Over the past two years, scientists have made a surprising discovery about our DNA. Like a book with torn pages, duplicate chapters, or upside-down paragraphs, everyone's genome is riddled with large mistakes. These "copy number variations" can include deletions, duplications, and rearrangements of stretches of DNA ranging in size from one thousand to one million base pairs. New tools to screen for such mistakes, described this month in Nature Genetics, should generate a more complete picture of the genetic root of common diseases.

"There has been a shock at the prevalence of this kind of variation and a desire to characterize it more fully and to integrate it into genome-wide studies of disease," says Matthew Hurles, a geneticist at the Wellcome Trust Sanger Institute, in Cambridge, U.K., who was not involved in either study. "Now we have the tools that will enable those discoveries."

Over the past few years, advances in gene microarray technologies, which can quickly survey large volumes of DNA, have allowed scientists to screen more human genomes than ever before, resulting in a flood of information linking specific genes to disease. Most of these studies begin by looking for single-letter changes in the DNA code, called single-nucleotide polymorphisms, or SNPs (pronounced "snips"). SNPs found more often in people with a particular disease point researchers to genetic variations that might play a role in that disease. Scientists have so far identified 200 disease-linked genes using this approach, but even large studies of thousands of patients have uncovered genetic variations that account for only a small proportion of complex diseases. In type 2 diabetes, for example, the 18 disease-linked genes that have been identified explain perhaps 5 percent of the disease's heritability.

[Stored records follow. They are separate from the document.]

PR #1892, opened 2022-05-26
fix: core dump in macos running sql_cluster_test

aceforeverd:
1. fix a `sql_cluster_test` core in darwin: when there is no partition data for a table locally, the `DistributeWindowIterator::SeekToFirst` set `it_` still. This cores the program when user want to `DistributeWindowIterator::GetKey()` because `it_` is not null, so it try to get key data from `it_`
2. enable more last join and window union test for cluster/request mode
3. update codecov.yml
4. improve `toydb_run_engine` bootstrapping

### DIFF
--- a/src/catalog/distribute_iterator.cc
+++ b/src/catalog/distribute_iterator.cc
@@ -179,47 +179,31 @@ void DistributeWindowIterator::Reset() {
     cur_pid_ = INVALID_PID;
 }
 
+// seek to the pos where key = `key` on success
+// or do nothing on fail (preserve old stat)
 void DistributeWindowIterator::Seek(const std::string& key) {
     DLOG(INFO) << "seek to key " << key;
-    Reset();
-    if (!tables_) {
+    const auto& stat = SeekByKey(key);
+    if (stat.pid < 0) {
+        DLOG(INFO) << "no pos found for key " << key;
         return;
     }
-    if (pid_num_ > 0) {
-        cur_pid_ = (uint32_t)(::openmldb::base::hash64(key) % pid_num_);
+
+    if (stat.it != nullptr) {
+        Reset();
+        it_.reset(stat.it);
+    } else if (stat.kv_it != nullptr) {
+        Reset();
+        response_vec_.push_back(stat.kv_it->GetResponse());
+        kv_it_ = stat.kv_it;
+    } else {
+        DLOG(INFO) << "no pos found for key " << key;
+        return;
     }
-    auto iter = tables_->find(cur_pid_);
-    if (iter != tables_->end()) {
-        it_.reset(iter->second->NewWindowIterator(index_));
-        it_->Seek(key);
-        if (it_->Valid()) {
-            return;
-        }
-    }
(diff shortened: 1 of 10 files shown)


zhanghaohit (approved):
LGTM

vagetablechicken (approved):

src/catalog/distribute_iterator.cc
```diff
@@ -227,22 +227,30 @@ void DistributeWindowIterator::SeekToFirst() {
...
+            delete it;
         }
     }
     for (const auto& kv : tablet_clients_) {
         uint32_t count = 0;
-        cur_pid_ = kv.first;
-        kv_it_ = kv.second->Traverse(tid_, cur_pid_, index_name_, "", 0, FLAGS_traverse_cnt_limit, count);
-        if (kv_it_ && kv_it_->Valid()) {
-            response_vec_.emplace_back(kv_it_->GetResponse());
+        auto it = kv.second->Traverse(tid_, kv.first, index_name_, "", 0, FLAGS_traverse_cnt_limit, count);
```
dl239, line 228: the `Seek` has the same problem. it's better to check it_ validation in `GetKey` and `GetValue` function

aceforeverd: we should ensure only zero or one of `it_` and `kv_it_` is not null.
So the check here is whether `it_` and `kv_it_` both not null.
It is `it_` and `kv_it_` 's duty to check valid itself before `GetKey` or `GetValue`

aceforeverd: we should improve type safety for iterators, in both definition and implementation. E.g the `GetKey` method of `WindowIterator` should mark as `const`

dl239 (approved):

src/catalog/distribute_iterator.cc
```diff
@@ -179,70 +179,108 @@ void DistributeWindowIterator::Reset() {
...
+        if (it != nullptr) {
+            it->Seek(key);
+            if (it->Valid()) {
+                return {static_cast<int32_t>(pid), it, {}};
+            }
+            delete it;
+        }
+    }
+    DLOG(INFO) << "seek to key " << key << " from remote. "
+               << " cur_pid " << cur_pid_;
```
aceforeverd: wrong log

src/catalog/distribute_iterator.cc
```diff
@@ -179,70 +179,108 @@ void DistributeWindowIterator::Reset() {
...
+        std::string msg;
+        auto it = client_iter->second->Scan(tid_, pid, key, index_name_, 0, 0, FLAGS_traverse_cnt_limit, msg);
+        if (it != nullptr && it->Valid()) {
+            return {static_cast<int32_t>(pid), {}, it};
+        }
+    }
+
+    // fallback
+    for (const auto& kv : *tables_) {
+        if (kv.first <= cur_pid_) {
```
aceforeverd: wrong compare

aceforeverd:
[window union across tables](https://trello.com/c/9jpyUwAv/67-window-union-across-tables)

Scientists have now adapted these microarrays to identify both small SNP changes and copy number variations, which they hope will help them identify a larger fraction of disease-causing genes. In one of the papers in Nature Genetics, David Altshuler, a physician and scientist at the Broad Institute, in Cambridge, MA, and his collaborators described the design of such a chip, in collaboration with genomics instrument maker Affymetrix, which they then used to map this kind of variation.

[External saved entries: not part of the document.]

PR #1896, opened 2022-05-27
feat: built-in-function: support char(int) function #817

### LINKED ISSUE #817: built-in-function: Support `char(int)` function

char(expr) 
Returns the ASCII character having the binary equivalent to expr. If n is larger than 256 the result is equivalent to chr(n % 256)

Examples:
```sql
> SELECT char(65);
 A
```

### Reference:
https://spark.apache.org/docs/2.3.0/api/sql/#char

We do provide a built-in function development guide for you. 
Please check [OpenMLDB Build-In Function Develop Guide](https://github.com/4paradigm/OpenMLDB/blob/main/docs/en/built_in_function_develop_guide.md) or the [Chinese version](https://github.com/4paradigm/OpenMLDB/blob/main/docs/cn/built_in_function_develop_guide.md) for help.

Please make sure you:
- [ ] Add built-in C++ function in src/udf/udf.h and src/udf/udf.cc
- [ ] Register function to default library from function `void DefaultUdfLibrary::IniStringUdf()` in src/udf/default_udf_library.cc.
- [ ] Add related unit test in src/codegen/udf_ir_builder_test.cc
- [ ] Documenting function 

**Additional context**

Ivyee17:
Close #817


hybridse/src/codegen/udf_ir_builder_test.cc
```diff
@@ -1007,6 +1007,12 @@ TEST_F(UdfIRBuilderTest, degrees) {
     CheckUdf<double, double>(udf_name, -90.0, -pi/2);
     CheckUdf<Nullable<double>, Nullable<double>>(udf_name, nullptr, nullptr);
 }
+TEST_F(UdfIRBuilderTest, char_test) {
+    auto udf_name = "char";
+    CheckUdf<StringRef,int32_t>(udf_name, StringRef("A"), 65);
```
aceforeverd: style issue

hybridse/src/udf/default_udf_library.cc
```diff
@@ -895,6 +895,20 @@ void DefaultUdfLibrary::InitStringUdf() {
             @since 0.4.0)");
     RegisterAlias("lower", "lcase");
     RegisterAlias("upper", "ucase");
+        RegisterExternal("char")
```
aceforeverd: styling, not align with above line

hybridse/src/udf/default_udf_library.cc
```diff
@@ -895,6 +895,20 @@ void DefaultUdfLibrary::InitStringUdf() {
...
+        .doc(R"(
+            @brief Returns the ASCII character having the binary equivalent to expr. If n is larger than 256 the result is equivalent to chr(n % 256).
+
+            Example:
+
+            @code{.sql}
+                SELECT char(65);
+                --output "A"
+            @endcode
+            @since 0.5.0)");
```
aceforeverd: since 0.6.0

hybridse/src/udf/default_udf_library.cc
```diff
@@ -895,6 +895,20 @@ void DefaultUdfLibrary::InitStringUdf() {
             @since 0.4.0)");
     RegisterAlias("lower", "lcase");
     RegisterAlias("upper", "ucase");
+        RegisterExternal("char")
+        .args<int32_t>(
+            static_cast<void (*)(int32_t, StringRef*)>(udf::v1::int_to_char))
+        .return_by_arg(true)
+        .doc(R"(
+            @brief Returns the ASCII character having the binary equivalent to expr. If n is larger than 256 the result is equivalent to chr(n % 256).
```
aceforeverd: char(n % 256)

hybridse/src/codegen/udf_ir_builder_test.cc
```diff
@@ -1007,6 +1007,12 @@ TEST_F(UdfIRBuilderTest, degrees) {
...
+    CheckUdf<StringRef,int32_t>(udf_name, StringRef("B"), 322);
```
aceforeverd: check when val is null

hybridse/src/udf/udf.cc
```diff
@@ -157,6 +157,17 @@ int32_t weekofyear(Date *date) {
     }
 }
 
+void int_to_char(int32_t val, StringRef* output){
+    if (val > 256)
```
aceforeverd: what if val < 0 ?

hybridse/src/udf/udf.cc
```diff
@@ -157,6 +157,17 @@ int32_t weekofyear(Date *date) {
     }
 }
 
+void int_to_char(int32_t val, StringRef* output){
+    if (val > 256) 
+        val = val % 256;
+    char *buffer = AllocManagedStringBuf(1);
+    output->size_ = 1;
+    char v=(char)(val);
+    std::string words(&v);
```
aceforeverd: not necessary create another string

aceforeverd (changes requested):

Ivyee17:
Seems like it'll never ever finished checking.

hybridse/src/udf/udf.cc
Ivyee17: so what should I revise?
I just removed the buffer, and hope to match the advice you given (which is not creating another string).

hybridse/src/udf/udf.cc
Ivyee17: The api just doesn’t mention about Val<0. If you define the operation it should be, then I’ll glad to have more tests.

hybridse/src/codegen/udf_ir_builder_test.cc
Ivyee17: ok

Ivyee17:
cicd/cpp CI is down. maybe need to restart? @aceforeverd

hybridse/src/udf/udf.cc
aceforeverd: As a general guide, you can reference the result of `char(-xxx)` from spark-sql

hybridse/src/codegen/udf_ir_builder_test.cc
```diff
@@ -1007,6 +1007,12 @@ TEST_F(UdfIRBuilderTest, degrees) {
     CheckUdf<double, double>(udf_name, -90.0, -pi/2);
     CheckUdf<Nullable<double>, Nullable<double>>(udf_name, nullptr, nullptr);
 }
+TEST_F(UdfIRBuilderTest, char_test) {
```
aceforeverd: use CamelCase for test case name

hybridse/src/udf/udf.cc
```diff
@@ -157,6 +157,16 @@ int32_t weekofyear(Date *date) {
...
 }
 
+void int_to_char(int32_t val, StringRef* output) {
+    if (val > 256)
+        val = val % 256;
+    output->size_ = 1;
+    char v = static_cast<char>(val);
+    std::string s;
+    s = c;
+    output->data_ = s.c_str();
```
aceforeverd: not correct, you should write data directly to the `AllocManagedStringBuf` returned buf.

aceforeverd (changes requested):

hybridse/src/udf/udf.cc
Ivyee17: Are you sure? Maybe you can talk with @aceforeverd , he says that I'm not allowed to use another string!!!
image

Ivyee17: oh sorry, that's yourself. then what do you mean? could you give me an example? I'm not the staff of openMLDB, and I don't think I can understand what you say as accurately as your staff, especially you assign this issue as beginner's problem AFTER I take this PR, with so many problems (such as just one blank space, which needs nearly 2 hours to run this entire CI to ensure its correctness). @aceforeverd

hybridse/src/codegen/udf_ir_builder_test.cc
Ivyee17: ok.

hybridse/src/udf/udf.cc
Ivyee17: ok. I will leave it as the same as the number which is bigger than 256. Hope you can satisfy.

hybridse/src/udf/udf.cc
aceforeverd: I mean you can write directly into the char* buf return from AllocManagedStringBuf. The string here will be freed after function exit, this make the returned StringRef invalid.

You can see https://github.com/4paradigm/OpenMLDB/blob/19cbda374f46d836a363b82ba25b9f50c85b0364/hybridse/src/udf/udf.cc#L269 for how to use AllocManagedStringBuf.

Again, pls be nice and patient

Ivyee17: ok

aceforeverd (approved):

aceforeverd:
Pls resolve merge conflicts

hybridse/src/udf/udf.cc
```diff
@@ -157,6 +157,16 @@ int32_t weekofyear(Date *date) {
     }
 }
 
+void int_to_char(int32_t val, StringRef* output) {
+    if (val > 256 || val < -256)
+        val = val % 256;
+    output->size_ = 1;
+    char v = static_cast<char>(val);
+    char *buffer = AllocManagedStringBuf(1);
+    output->size_ = 1;
```
zhanghaohit, line 164: duplicate assignment `output->size_ = 1`

hybridse/src/codegen/udf_ir_builder_test.cc
```diff
@@ -1007,6 +1007,13 @@ TEST_F(UdfIRBuilderTest, degrees) {
     CheckUdf<double, double>(udf_name, -90.0, -pi/2);
     CheckUdf<Nullable<double>, Nullable<double>>(udf_name, nullptr, nullptr);
 }
+TEST_F(UdfIRBuilderTest, charTest) {
+    auto udf_name = "char";
+    CheckUdf<StringRef, int32_t>(udf_name, StringRef("A"), 65);
+    CheckUdf<StringRef, int32_t>(udf_name, StringRef("B"), 322);
+    CheckUdf<StringRef, int32_t>(udf_name, StringRef("N"), -178);
```
zhanghaohit, line 1014: add a check for `256` and `-256`

hybridse/src/udf/default_udf_library.cc
```diff
@@ -895,6 +895,20 @@ void DefaultUdfLibrary::InitStringUdf() {
             @since 0.4.0)");
     RegisterAlias("lower", "lcase");
     RegisterAlias("upper", "ucase");
+    RegisterExternal("char")
+        .args<int32_t>(
+            static_cast<void (*)(int32_t, StringRef*)>(udf::v1::int_to_char))
+        .return_by_arg(true)
+        .doc(R"(
+            @brief Returns the ASCII character having the binary equivalent to expr. If n is larger than 256 the result is equivalent to char(n % 256).
```
zhanghaohit: if n == 256, what happens?

`If n is larger than 256 the result is equivalent to char(n % 256)` should be `If n >= 256 the result is equivalent to char(n % 256)`?

hybridse/src/udf/udf.cc
```diff
@@ -157,6 +157,16 @@ int32_t weekofyear(Date *date) {
     }
 }
 
+void int_to_char(int32_t val, StringRef* output) {
+    if (val > 256 || val < -256)
```
zhanghaohit: what's the defined behavior if val < 0? Is there a clear definition for val < 0? @aceforeverd

zhanghaohit (changes requested):

hybridse/src/udf/udf.cc
aceforeverd: no clear definition. I think it should always be `val % 256`. so `-1` is 255
This if check should be removed

hybridse/src/udf/udf.cc
Ivyee17: ok

hybridse/src/udf/udf.cc
Ivyee17: Cool idea! I'll remove this check.

hybridse/src/udf/default_udf_library.cc
Ivyee17: ok

hybridse/src/codegen/udf_ir_builder_test.cc
Ivyee17: ok

zhanghaohit (approved):
LGTM

Ivyee17:
cicd/cpp is down because the DBSDK is failed to init (for connection problem or sth. else?). may need to restart this CI? 

Log:
E0530 09:35:52.121150 13344 name_server_impl.cc:10790] ERROR: Failed to init DBSDK

hybridse/src/udf/udf.cc
```diff
@@ -157,6 +157,20 @@ int32_t weekofyear(Date *date) {
     }
 }
 
+void int_to_char(int32_t val, StringRef* output) {
+    val = val % 256;
+    int32_t strl = 1;
+    if (val == 0) {
+        strl = 0;
```
aceforeverd: I thought this impl is not accurate.
* the output str should always have constant length 1
* for the case `val = 0`, the output string is `\0` with size =1 .  Be aware the difference between C string and this. Here `\0` is not the delimiter.

hybridse/src/codegen/udf_ir_builder_test.cc
```diff
@@ -1007,6 +1007,15 @@ TEST_F(UdfIRBuilderTest, degrees) {
...
+    CheckUdf<StringRef, int32_t>(udf_name, StringRef("\0"), 256);
```
aceforeverd: use `StringRef(1, "\0")`

aceforeverd (changes requested):

aceforeverd:
> cicd/cpp is down because the DBSDK is failed to init (for connection problem or sth. else?). may need to restart this CI?
> 
> Log: E0530 09:35:52.121150 13344 name_server_impl.cc:10790] ERROR: Failed to init DBSDK

This was because of machine resource limitation, no worry

hybridse/src/udf/udf.cc
Ivyee17: I agree. The result of the expected value is "", and I match the case with "\0", which is not correct. Maybe I'm not quite familiar with the StringRef constructor. In this case, I should revise the expected value to "\0" instead of revising the return value to "". Very appreciated to your idea!

hybridse/src/codegen/udf_ir_builder_test.cc
Ivyee17: This is the constructor I want, thank you!

aceforeverd (approved):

Altshuler's team assayed the DNA of 270 people whose genomes were already being studied as part of the HapMap project, which is cataloguing common genetic variants. They found that most copy number variations are inherited, as SNPs are, rather than arising anew in individuals. That news is likely to be a relief to geneticists, because it means that they can survey many structural changes by employing the same high-throughput approach used to catalogue SNPs.